Das ist das dümmste was man machen kann, jetzt noch Marken für ne Prustplatte eintauschen...
Tausch die Marken gegen Nethervortex und verkauf ihn, da hast Du wesentlich mehr von.
In 5 Tagen sind alle BC items Schrott! Dann bewundert Dich niemand mehr für Deine tolle Brustplatte WoWKid!  


			Dieser Inhalt steht nur eingeloggten Mitgliedern zur Verfügung.


----------



## Róbróy (8. November 2008)

softcake_orange schrieb:


> Das ist das dümmste was man machen kann, jetzt noch Marken für ne Prustplatte eintauschen...
> Tausch die Marken gegen Nethervortex und verkauf ihn, da hast Du wesentlich mehr von.
> In 5 Tagen sind alle BC items Schrott! Dann bewundert Dich niemand mehr für Deine tolle Brustplatte WoWKid!
> 
> ...




WARkid! -.-  immer muss einer dagegen steuern ich hass es! Na und lass ihn seine sachen holen! ich sammel z.B T1 T2 und T3 Gear und wen störts? ich hab auch für Marken eine T6 like Brust geholt wen juckts nun? Keinen also!


----------



## Gattay (8. November 2008)

softcake_orange schrieb:


> Das ist das dümmste was man machen kann, jetzt noch Marken für ne Prustplatte eintauschen...
> Tausch die Marken gegen Nethervortex und verkauf ihn, da hast Du wesentlich mehr von.
> In 5 Tagen sind alle BC items Schrott! Dann bewundert Dich niemand mehr für Deine tolle Brustplatte WoWKid!
> 
> ...




Nicht ganz richtig. Die Insel Items sind T6 wertig. Laut Blizzard hält das bis etwa Level 77. Je nach dem, wieviel man spielt also bis zu einigen Wochen. Da sit die Brust noch eine gute Investition. 

Bei uns kostet Nethervortes noch 25 Gold, das lohnt also auch nicht. Also die Marken lieber in Equip stecken


----------



## sorbit (8. November 2008)

und vorallem reichen diese items meist noch bis lvl 75-77, mit t6 kannste sogar naxx rein... 

softcake hat sich bestimmt die 80er epic items angeschaut und denkt sich das er diese schon mit 71 aus quests bekommt ...


----------



## Róbróy (8. November 2008)

sorbit schrieb:


> und vorallem reichen diese items meist noch bis lvl 75-77, mit t6 kannste sogar naxx rein...
> 
> softcake hat sich bestimmt die 80er epic items angeschaut und denkt sich das er diese schon mit 71 aus quests bekommt ...

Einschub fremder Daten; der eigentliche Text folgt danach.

PR #390, opened 2024-01-08
New Page - include default meta tags

leandrocp:
Implemented in https://github.com/BeaconCMS/beacon/commit/62094e85ee59db598909b3df37a80e7d4ec82684 but the code was incorrectly removed during the Context API refactor


APB9785 (approved):
Thanks!

Issue #403, opened 2024-02-05
Issue Compiling With `phoenix_html` Version `4.0.0`


kyleboe:
## Env
- Elixir Version (`elixir -v`): `Elixir 1.16.0 (compiled with Erlang/OTP 26)`
- Phoenix Version (`mix phx.new --version`): `1.7.11`
- Platform: macOS `14.3 (23D56)`

## Issue
Running into problems running `mix beacon.install --site my_site` following the steps in the [installation guide](https://github.com/BeaconCMS/beacon/blob/main/guides/introduction/installation.md).

```shell
$ mix beacon.install --site my_site
==> beacon
Compiling 96 files (.ex)

== Compilation error in file lib/beacon_web/live/page_live.ex ==
** (RuntimeError) use Phoenix.HTML is no longer supported in v4.0.

To keep compatibility with previous versions, add {:phoenix_html_helpers, "~> 1.0"} to your mix.exs deps
and then, instead of "use Phoenix.HTML", you might:

    import Phoenix.HTML
    import Phoenix.HTML.Form
    use PhoenixHTMLHelpers


    (phoenix_html 4.0.0) expanding macro: Phoenix.HTML.__using__/1
    lib/beacon_web/live/page_live.ex:3: BeaconWeb.PageLive (module)
    (elixir 1.16.0) expanding macro: Kernel.use/1
    lib/beacon_web/live/page_live.ex:3: BeaconWeb.PageLive (module)
could not compile dependency :beacon, "mix compile" failed. Errors may have been logged above. You can recompile this dependency with "mix deps.compile beacon --force", update it with "mix deps.update beacon" or clean it with "mix deps.clean beacon"
```

leandrocp:
Hey @kyleboe good catch, we need to support `phoenix_html ~> 2.14.2 or ~> 3.0 or ~> 4.0` and replace calls to deprecated helpers with components (the ones removed from v4.0 like `text_input`). A PR is welcome :)

PR #404, opened 2024-02-05
Bump Deps To Show Issue

kyleboe:
`mix deps.update --all` and update elixir github workflow to highlight issue mentioned in #403


leandrocp:
Hey @kyleboe thanks for the PR, that's the path to go but we also need to apply some other changes as described here https://github.com/BeaconCMS/beacon/issues/403#issuecomment-1930787128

Denk ich mir auch grad! was meinst denn warum soviele Random Hyjal und BT gehen? Hyjal Random in 5 std clear (gut taktik bei random führt immer zu wipe aber clear ist clear 


			Dieser Inhalt steht nur eingeloggten Mitgliedern zur Verfügung.
        

 )


----------



## MoneyGhost (8. November 2008)

softcake_orange schrieb:


> Das ist das dümmste was man machen kann, jetzt noch Marken für ne Prustplatte eintauschen...
> Tausch die Marken gegen Nethervortex und verkauf ihn, da hast Du wesentlich mehr von.
> In 5 Tagen sind alle BC items Schrott! Dann bewundert Dich niemand mehr für Deine tolle Brustplatte WoWKid!
> 
> ...




Einerseits sagst du dass die Items schrott sind, andererseits rätst du ihm, er soll ich items kaufen, die nur noch in BC interessant sind...wer will denn jetzt noch einen Nethervortex, Urnether oder Epic Gem kaufen, wenn du ab Do z.B. grüne Steine für 3g bekommst, die doppelt so gut sind?

Der Vergleich hinkt gewaltig


----------



## Genker (8. November 2008)

softcake_orange schrieb:


> Dann bewundert Dich niemand mehr für Deine tolle Brustplatte WoWKid!
> 
> 
> Dieser Inhalt steht nur eingeloggten Mitgliedern zur Verfügung.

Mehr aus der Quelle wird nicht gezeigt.